I recently learned about NLNet grants and they seem like the first funding body that I find applicable to the sphere and scope of my skills and interests.

Regardless of my pretty out there former experience with grantfarming, still I’d rather prefer looking into something that alongside collaborators to keep me grounded. (More reliable ones this time, I would hope.) Because I bet the proverbial farm on not learning to see how the “big money people” do, and thus couldn’t fathom what they’d actually like to see – or indeed how they ended up with so much money if the idea is for us to tell them what they want (as is often the case with the entire concept of retaining a knowledge worker out here in the outskirts of Orkland…)

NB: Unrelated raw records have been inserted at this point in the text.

PR #456, opened 2024-07-26
ABIPacker interface + testing

### LINKED ISSUE #411: [tests] Improve struct packing testing in packing_test.go files
**Context and scope**
There are multiple `packing_test.go` files accompanying `packing.go` files that test packing methods. These tests don't check for exhaustiveness of the packing and the structs and would still succeed if additional fields were added to the Solidity structs but the packing methods weren't updated.  We should fix this. 
 
@cam-schultz pointed out that https://github.com/GaijinEntertainment/go-exhaustruct is a potential candidate for implementing these exhaustiveness tests and is already included in golang-ci. We need to check whether we can point the linter at specific files only if not. 

Adding `//exhauststruct:enforce` to struct definitions with it being off globally would do the trick but since the structs are auto-generated, adding this would be a change to the `abigen` in `subnet-evm` that would probably have to be flag gated in order to not affect existing usage.

iansuvak:
## Why this should be merged
Closes #411
## How this works
Defines `ABIPacker` interface and replaces existing Pack<typeName> functions with Pack/Unpack pointer receiver methods to make the structs implement the new interface.
## How this was tested
Added a new test that confirms that any struct that implements `ABIPacker` interface populated with random values encodes and decodes to same values. 

Randomizing all fields of the struct ensures exhaustiveness of the test. I confirmed this by removing the last line in the `abi.NewType`  call and confirmed that the test fails in that case. 

## How is this documented
Need to add note about this to `abi-bindings/README.md`


abi-bindings/go/packer/packer_test.go
```diff
@@ -0,0 +1,190 @@
...
+		encoded, err := v1.Pack()
+		require.NoError(t, err)
+		v2 := reflect.New(reflect.TypeOf(v1).Elem()).Interface().(ABIPacker)
+		err = v2.Unpack(encoded)
+		require.NoError(t, err)
+		require.Equal(t, v1, v2)
+	}
+}
+
+func randomizeStruct(packerStruct interface{}) (interface{}, error) {
```
iansuvak, line 123: If we think that these randomization functions are useful we can maybe add them to a test utils location?

abi-bindings/README.md
```diff
@@ -1,3 +1,7 @@
...
\ No newline at end of file
+This directory contains ABI bindings for the Solidity contracts in the `contracts/src/CrossChainApplications` and `contracts/src/Teleporter` directories. The files with the same name as the Solidity source files are automatically generated by the `scripts/abi_bindings.sh` script. Other files in this directory (such as the packing utilities) are manually created and maintained.
+
+## Packing
+
+`packing.go` files in individual subfolders define utilities for ABI packing instances of structs auto-generated by `abigen` as well as method calls. For structs we implement `ABIPacker` interface defined in `./packer/packer.go` and add references to the `packer_test.go` file to ensure that our tests are exhaustive and don't fail silently if additional fields are added to the structs in the future on the Solidty side.
```
minghinmatthewlam, line 7: generally have tried to avoid "we" and "our"

iansuvak: Thanks. Made the update.

abi-bindings/go/packer/packer_test.go
```diff
@@ -0,0 +1,190 @@
...
+										}
+									}
+								}
+							}
+						}
+					}
+				}
+			}
+		}
+	}
```
michaelkaplan13, line 96: I'm not exactly sure what this part of the test is doing, but generally when something has this many nested statements it gets hard to read. Can the if statements be inverted (i.e. return early in failure case and have no nesting beneath it), and loop bodies broken out into helpers?

abi-bindings/README.md
```diff
@@ -1,3 +1,7 @@
...
\ No newline at end of file
+This directory contains ABI bindings for the Solidity contracts in the `contracts/src/CrossChainApplications` and `contracts/src/Teleporter` directories. The files with the same name as the Solidity source files are automatically generated by the `scripts/abi_bindings.sh` script. Other files in this directory (such as the packing utilities) are manually created and maintained.
+
+## Packing
+
+`packing.go` files in individual subfolders define utilities for ABI packing instances of structs auto-generated by `abigen` as well as method calls. For structs, `ABIPacker` interface defined in `./packer/packer.go` needs to be implemented and mapping to it's instance added to the `packer_test.go` file to ensure that the tests are exhaustive and don't fail silently if additional fields are added to the structs in the future on the Solidty side.
```
michaelkaplan13, line 7:
```suggestion
This directory contains ABI bindings for the Solidity contracts in the `contracts/src/` directory. The files with the same name as the Solidity source files are automatically generated by the `scripts/abi_bindings.sh` script. 

The `packing.go` files in individual subfolders define utilities for ABI packing instances of structs auto-generated by `abigen` as well as method calls. For structs, the `ABIPacker` interface defined in `./packer/packer.go` needs to be implemented and mapped to its instance added to the `packer_test.go` file to ensure that the tests are exhaustive and don't fail silently if additional fields are added to the structs in the future on the Solidity side.
```

abi-bindings/go/governance/ValidatorSetSig/packing.go
```diff
@@ -29,37 +29,29 @@ func init() {
...
-	type validatorSetSigWarpPayload struct {
-		ValidatorSetSigMessage ValidatorSetSigMessage `json:"validatorSetSigMessage"`
-	}
-	var payload validatorSetSigWarpPayload
-	err = args.Copy(&payload, unpacked)
-	if err != nil {
-		return ValidatorSetSigMessage{}, err
-	}
-	return payload.ValidatorSetSigMessage, nil
+	err = args.Copy(&m, unpacked)
```
michaelkaplan13, line 53: Is the `Copy` here necessary, or could we `Unpack` directly into `&m`? If it is necessary, lets just `return args.Copy(...)`.

abi-bindings/go/teleporter/registry/TeleporterRegistry/packing_test.go
```diff
@@ -16,11 +16,23 @@ func TestPackUnpackProtocolRegistryEntry(t *testing.T) {
 		Version:         big.NewInt(1),
 		ProtocolAddress: common.HexToAddress("0x0123456789abcdef0123456789abcdef01234567"),
 	}
+	//
```
michaelkaplan13, line 19: Stray comment 🙂

abi-bindings/go/packer/packer_test.go
iansuvak: I absolutely agree in general.   Ast traversal for very particular types is the  only reason why I would do nesting like this without breaking it out into helpers. I prefer it like this for 2 reasons:
:one: The flow here is of zeroing down on a particular thing. In this case instances of the `ABIPacker` interface. With each nesting you are closer to the specific thing that you are looking for.
:two: If breaking out in helpers the interfaces types on the functions wouldn't be helpful. These are all `types.Object` interfaces and get cast to different more specific interfaces (or fail the cast). 

Also FWIW. Github makes it look a lot more egregious visually since it uses 8 spaces for a tab.

It does sound like we have two people who prefer doing something to this so I would be happy to but I just wanted to get my 2 cents in 😄

iansuvak: I unrolled them and added some comments. I think I still prefer the previous structure but it sounds like I'm the odd one out 😄

abi-bindings/go/packer/packer_test.go
```diff
@@ -0,0 +1,204 @@
...
+func findAllImplementers(t *testing.T) []string {
+	cfg := &packages.Config{
+		Mode: packages.NeedName | packages.NeedFiles | packages.NeedSyntax | packages.NeedTypes | packages.NeedTypesInfo,
+		Fset: fs,
+	}
+	interfacePkg, err := packages.Load(cfg, currentPackagePath)
+	require.NoError(t, err)
+
+	var iface *types.Interface
+	// find the interface in the currnet package
```
minghinmatthewlam, line 47:
```suggestion
	// find the interface in the current package
```

abi-bindings/go/packer/packer_test.go
```diff
@@ -0,0 +1,204 @@
...
+
+var fs = token.NewFileSet()
+
+var packerTypes = map[string]ABIPacker{
+	"ValidatorSetSigMessage": &validatorsetsig.ValidatorSetSigMessage{},
+	"TeleporterMessage":      &teleportermessenger.TeleporterMessage{},
+	"ProtocolRegistryEntry":  &teleporterregistry.ProtocolRegistryEntry{},
+}
+
+func findAllImplementers(t *testing.T) []string {
```
cam-schultz, line 38: What's the advantage of dynamically fetching the implementers if we still have to maintain a hardcoded list of them in `packerTypes`? If a type implements `ABIPacker`, then the exhaustiveness check will be run against it, which fails if it's not also named in `packerTypes`.

abi-bindings/go/packer/packer_test.go
```diff
@@ -0,0 +1,204 @@
...
+const interfaceName = "ABIPacker"
+
+// Paths below are relative to the current package.
+const packagePath = "../..."
+const currentPackagePath = "."
+
+var fs = token.NewFileSet()
+
+var packerTypes = map[string]ABIPacker{
+	"ValidatorSetSigMessage": &validatorsetsig.ValidatorSetSigMessage{},
```
cam-schultz, line 33: If we ever have multiple tests in here that modify the values in this map, then the exhaustiveness test may incorrectly pass. For instance if an additional test runs before `TestExhaustivePacking` that populates a field that is erroneously left out of the corresponding `Pack` method, then `TestExhaustivePacking` would still pass.

abi-bindings/go/packer/packer_test.go
```diff
@@ -0,0 +1,204 @@
...
+		encoded, err := v1.Pack()
+		require.NoError(t, err)
+		v2 := reflect.New(reflect.TypeOf(v1).Elem()).Interface().(ABIPacker)
+		err = v2.Unpack(encoded)
+		require.NoError(t, err)
+		require.Equal(t, v1, v2)
+	}
+}
+
+func randomizeStruct(packerStruct interface{}) (interface{}, error) {
```
cam-schultz, line 137: I'd recommend renaming these to `populateStruct` and `populateField` so that there's no misconceptions that the test relies on randomness.

abi-bindings/go/packer/packer_test.go
```diff
@@ -0,0 +1,204 @@
...
+	}
+	return packerStruct, nil
+}
+
+func randomizeField(field reflect.Value) error {
+	fieldType := field.Type()
+	switch fieldType.Kind() {
+	// The list only includes types supported by abigen
+	case reflect.Int8, reflect.Int16, reflect.Int32, reflect.Int64:
+		field.SetInt(rand.Int63())
```
cam-schultz, line 155: I'm not sure how ints are capped, but it would be clearer to read if we instead bounded the random value to be within the smallest integer's range, or else hardcoded to a static value also within that range.

abi-bindings/go/packer/packer_test.go
```diff
@@ -0,0 +1,204 @@
...
+		field.SetUint(rand.Uint64())
+	case reflect.Bool:
+		field.SetBool(rand.Intn(2) == 1)
+	case reflect.String:
+		field.SetString(randomString(rand.Intn(256)))
+	case reflect.Slice:
+		n := rand.Intn(256)
+		field.Set(reflect.MakeSlice(fieldType, n, n))
+		for i := 0; i < field.Len(); i++ {
+			err := randomizeField(field.Index(i))
```
cam-schultz, line 166: What if it's an slice of structs?

cam-schultz: Or a multi dimensional slice?

abi-bindings/go/packer/packer_test.go
```diff
@@ -0,0 +1,204 @@
...
+		for j := 0; j < field.Len(); j++ {
+			field.Index(j).SetUint(uint64(rand.Intn(256)))
+		}
+
+	case reflect.Pointer:
+		if fieldType.Elem() == reflect.TypeOf(big.Int{}) {
+			newBigInt := big.NewInt(rand.Int63())
+			field.Set(reflect.ValueOf(newBigInt))
+		} else {
+			return fmt.Errorf("Unsupported pointer type %s", fieldType.Elem().String())
```
cam-schultz, line 188: Where is it documented that big.Int is the only supported pointer type?

abi-bindings/go/teleporter/registry/TeleporterRegistry/packing.go
```diff
@@ -33,6 +33,35 @@ func init() {
...
+
+func (p *ProtocolRegistryEntry) Unpack(b []byte) error {
+	args := abi.Arguments{
+		{
+			Name: "protocolRegistryEntry",
+			Type: protocolRegistryEntryType,
+		},
+	}
+	unpacked, err := args.Unpack(b)
+	fmt.Println("unpacked: ", unpacked)
```
cam-schultz, line 57: Let's remove this line

abi-bindings/go/governance/ValidatorSetSig/packing_test.go
cam-schultz, line 1: Are the type-specific `packing_tests` necessary anymore? AFAIK they all just pack and unpack an arbitrary instance of the struct and ensure that they're equal, which is exactly what we do in the randomized variant at the `ABIPacker` interface level.

abi-bindings/go/packer/packer_test.go
cam-schultz, line 1: There are a number of references to `abigen` in this file. It would be helpful to provide links to the code in question when referencing `abigen` features.

abi-bindings/go/packer/packer_test.go
iansuvak: If you forget to add it to the `packerTypes`, which is very likely without this enforcement mechanism, then the test is rather useless. It only checks for types that we remembered to add to the list. 

Originally I didn't want to require the explicit list and only find them programmatically but I didn't find a way to convert from `types` types that the `"golang.org/x/tools/go/packages"` uses and the `reflect` types that the randomizer uses hence I use the names of the types as a "bridge".

abi-bindings/go/packer/packer_test.go
iansuvak: Honestly, initially ChatGPT gave me a type conversion table but I confirmed it by looking at [Solidity abi-spec ](https://docs.soliditylang.org/en/latest/abi-spec.html) and the abi-gen code itself. All solidity types should be accounted for but if this changes in the future we will get an error in tests and it should be an easy fix to account for additional supported types.

abi-bindings/go/governance/ValidatorSetSig/packing_test.go
iansuvak: They shouldn't be. I'd be happy to remove it but some do extra things like `TeleporterRegistry` one.

abi-bindings/go/teleporter/registry/TeleporterRegistry/packing.go
iansuvak: Good catch, I removed the line in other files but missed this one.

abi-bindings/go/packer/packer_test.go
iansuvak: What features are you thinking of? The main thing that I see is the type conversion mapping and there is no good documentation that I found but I included the table of assumed type conversions to the README and a reference to it in the `randomizeField` function.

geoff-vball (dismissed):
👍

abi-bindings/go/packer/packer_test.go
cam-schultz: Cleared this up. The values are only used to get an instance of a concrete type for reflection.

abi-bindings/go/packer/packer_test.go
cam-schultz: > None of this matters since we don't rely on randomness for the validity of the test

Good enough for me!

abi-bindings/go/governance/ValidatorSetSig/packing_test.go
cam-schultz: My vote is to remove all of the one's that simply pack/unpack, but happy to defer to a followup task.

abi-bindings/go/packer/packer_test.go
cam-schultz: It was mostly the supported pointer types that I noticed. The README additions you added suffice 👍

abi-bindings/go/packer/packer_test.go
cam-schultz: Thanks for the explanation!

abi-bindings/go/packer/packer_test.go
```diff
@@ -29,12 +29,17 @@ const currentPackagePath = "."
 
 var fs = token.NewFileSet()
 
+// These mapping of names to empty type instances is necessary to be able to bridge
+// between the name of the type obtained by the AST parsing in findAllImplementers
+// and the actual type that we can instantiate and populate using reflection.
```
cam-schultz, line 34:
```suggestion
// and the actual type that we can instantiate and populate using reflection.
// If a new type is added that implements ABIPacker, but is not added to this list,
// then the test will fail.
```

cam-schultz (commented):
One small suggestion to document what happens if a new type is not added to the hardcoded list (the test should fail). Otherwise LGTM.

cam-schultz (approved):

geoff-vball (approved):

PR #462, opened 2024-07-30
E2E flaky test fix

geoff-vball:
## Why this should be merged
Fixes test flakiness introduced with the switchover to tmpnet.

Also contains some formatting

## How this works
Sorts the slice created by `GetSubnetsInfo()` before returning it. We were adding items to a slice by ranging over a map, which gives a random order. Therefore calling `GetTwoSubnets()` could return the two subnets in the opposite order if called twice in one test.

## How this was tested
Existing E2E tests.

## How is this documented
N/A


tests/local/network.go
```diff
@@ -464,7 +471,7 @@ func (n *LocalNetwork) AddSubnetValidators(ctx context.Context, subnetID ids.ID,
 
 	// consume some of the extraNodes
 	newValidatorNodes := n.extraNodes[0:count]
-	defer slices.Delete(n.extraNodes, 0, int(count))
+	copy(n.extraNodes, n.extraNodes[count:])
```
cam-schultz, line 474: This will still preserve the nodes to be deleted in `n.extraNodes`, since `n.extraNodes[count:]` is a subset. See example here: https://go.dev/play/p/z8RhPp136sr

iansuvak (approved):
Lots of formatting only changes but the core of the fix makes sense to me.

cam-schultz (commented):
Nice find! One comment to revert an unrelated change.

tests/local/network.go
geoff-vball: Fixed by copying the `newValidatorNodes` from `extraNodes` and then just assigning `extraNodes` to the subset.

tests/local/network.go
```diff
@@ -470,8 +470,9 @@ func (n *LocalNetwork) AddSubnetValidators(ctx context.Context, subnetID ids.ID,
 	)]
 
 	// consume some of the extraNodes
-	newValidatorNodes := n.extraNodes[0:count]
-	copy(n.extraNodes, n.extraNodes[count:])
+	var newValidatorNodes []*tmpnet.Node
```
cam-schultz, line 473:
```suggestion
	newValidatorNodes := make([]*tmpnet.Node, len(n.extraNodes[0:count]))
```
We need to preallocate the destination, otherwise nothing will be copied. [Example](https://go.dev/play/p/bZ4utbW6N2l)

cam-schultz: The `append` approach you adopted also works.

cam-schultz (approved):

michaelkaplan13 (approved):

iansuvak (approved):

PR #469, opened 2024-07-31
Upgradability typos

minghinmatthewlam:
## Why this should be merged
Upgradeability -> Upgradability

## How is this documented


geoff-vball (approved):

cam-schultz (approved):
According to Merriam Webster, both spellings are correct: https://www.merriam-webster.com/dictionary/upgrade

I don't have a preference one way or another, but we should be consistent across our repos.

iansuvak (approved):

PR #479, opened 2024-08-02
Add codec id to message formats

### LINKED ISSUE #470: Incorporate codec and type ID into validationID hash
**Context and scope**
The P-Chain expects the codec and type ID to be included in the `validationID` hash. See [here](https://github.com/avalanche-foundation/ACPs/pull/135#discussion_r1697013241)

cam-schultz:
## Why this should be merged
Fixes #470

NLnet in particular does seem like a realistic way for me to fund a certain backburner project of mine, one that is not music-specific, rather in general interest of the Web; and particularly the transparently decentralized parts of it such as APub, ATProto, or Nostr – but good old HTTP is also fine. (Details over E2EE.)

Hackery aside, purely temporal media-wise: I would love to do some form of artist residence at some point in my life. However, as that would presumably involve demonstrating results – which for me would preferably take the form of a live musical performance – it’s also contingent on completing my present tool-building arc. I’m generally unfamiliar with the whole process of negotiating such a thing into existence, I don’t think I could become good at that fast enough, though stranger things have happened.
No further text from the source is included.